Он был так близко к своей мечте, он смотрел ей в глаза, спрятавшись за свою маску. Он говорил с Генрихом Шульцем и генерал-лейтенантом Турчаниновым, и они его слушали. Быть может, с чем-то они и не соглашались, но они принимали его позицию. Однако стоило им узнать, что он еврей, как все от него отвернулись. Только Генрих Карлович скрыл свое презрение, да и то из уважения к Петру Андреевичу.

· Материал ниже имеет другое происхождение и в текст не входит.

PR #186, opened 2026-09-01
Implement Unlock and UnlockPickup

epignatelli:
## Summary
Closes #175, closes #176. Implements `Navix-Unlock-v0`/`Navix-UnlockPickup-v0` - the simplest case of MiniGrid's `RoomGrid` (`num_rows=1, num_cols=2`), built directly rather than a general `RoomGrid` port (#174 stays scoped to when `ObstructedMaze`/#183 actually needs the arbitrary case).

«Неужели это действительно правда? — подумал Герман. — Неужели свет никогда не примет меня в свой круг только из-за того, что моя мать еврейка?» Столкнувшись с циничной реальностью, которая сыграла с ним жестокую шутку, Герман хоть и не хотел этого, но все же не мог не признать: он никогда не войдет в высший свет Петербурга. И причиной тому не его бедность и низкое служебное положение, не отсутствие покровителей, а глупые предрассудки. Но как бы ни были эти предрассудки глупы и надуманны, Герман не мог отрицать: они влияли на его жизнь, и притом влияли самым решительным образом.
Герман внезапно остановился. А куда он идет? Что ему нужно? Пойти домой, лечь в кровать, укрывшись потрепанным клопами и временем одеялом, и забыться в сладостном сне, который снова перенесет его на бал-маскарад, где Герман будет блистать и найдет успех решительно у всех гостей князя Демидова.
А что потом? Поутру он проснется и обнаружит, что ничего этого не произошло. Он вновь проснется на той же прогнившей кровати в крохотной каморке, где стены покрыты плесенью, а насекомые хозяйничают, словно у себя дома. Из богатого, сверкающего бала-маскарада моментально перенестись в эту пакость… Германа передернуло от этой мысли.
Он осмотрелся. Мимо него сновали какие-то люди, кучера погоняли лошадей на мостовой, бабы спешили непонятно куда… Кто все эти люди? Мещане. Герман, хоть сам и принадлежал к этому сословию, всегда относился к нему с презрением. В министерстве их называли «городские обыватели» — ведь они действительно были обычные, ленивые столичные обыватели, которых ничто не интересовало, которые ни к чему не стремились, которые не имели великой мечты и не могли мыслить о прекрасном.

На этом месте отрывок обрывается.